In this case, we have a parent-child difference of 4, so we first construct the second-level sequence as before. However, *this* sequence has a difference of 2, so we must also construct a *third-level* sequence from the second level. When we find parents in the third level, we now have to respect the second-level parents in addition to the first-level ones: generally speaking, to find a parent in the n'th level, look at its corresponding element in the (n-1)'th level, skip to its parent, then jump back to the n'th level and check if you've encountered something smaller.

In most cases, such as this one, the third-level sequence expands as normal, and reconstructing the lower levels works the same as before: the third level sequence (1,2,2) expands to (1,2,1,2,1,2), which determines the second level to be (1,2,4,3,5,6,4), and then the first level sequence (1,2,4,8,7,12,11,17) follows form that. Allowing third-level sequences can get us to (1,2,4,8,9,8) by the methods above.

## Expansion up to \((1,3)\)

(1,2,4,8,9,8) requires some extra consideration, so we'll have to discuss it in this section before proceeding further.

Drawing the hydra diagram for this sequence is fairly straightforward - it should look like the left side of the picture below:

To expand it, however, we need to modify the rules a little. Let's paint the nodes in the bad parts in two colors: numbers that are descended from the bad root (i.e. connected to it through some number of upward branches) will be colored pink and the rest will be colored green.

In the second level, the bad root 2 and its child 4 are colored pink, but the 1 is green because it skips the 2 and connects directly to the root. In the preceding sections, the entire bad part would have been painted pink: the green 1 in the second level is the first.

When we expand this sequence, the pink sections of the bad part are connected IN-to-OUT as before, but the green nodes remain connected to their original parent (the root, in this case): the second level becomes 2,4,**1**,3,5,**1**,4,6,**1**. [NOTE: Even though the last level is colored like the rest, its parent-child difference is still 1: its bad part is simply copied, not chained.]
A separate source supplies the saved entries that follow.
PR #8703, opened 2025-06-24
Add scanpy/highlyvariablegenes

nictru:
This is the third of 13 scanpy modules

### DIFF
--- a/modules/nf-core/scanpy/highlyvariablegenes/main.nf
+++ b/modules/nf-core/scanpy/highlyvariablegenes/main.nf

Let's practice with (1,2,4,8,10,8).

After drawing the hydra diagram, we again color the bad part. In the second level, the bad root and its child are again colored pink, and the second 2 is green as before. The rest of the expansion is the same: pink parts are chained, green parts are copied, and the changed numbers are filled in using the lower levels, giving us (1,2,4,8,10,8)[2] = (1,2,4,8,10,7,12,14,11,17,19).

Modifying the rule this way allows us to reach the limit of Bashicu Matrix System: \(1,2,4,8,16,32,\cdots,2^n\) is equivalent to (0,...,0)(1,...,1) with n rows.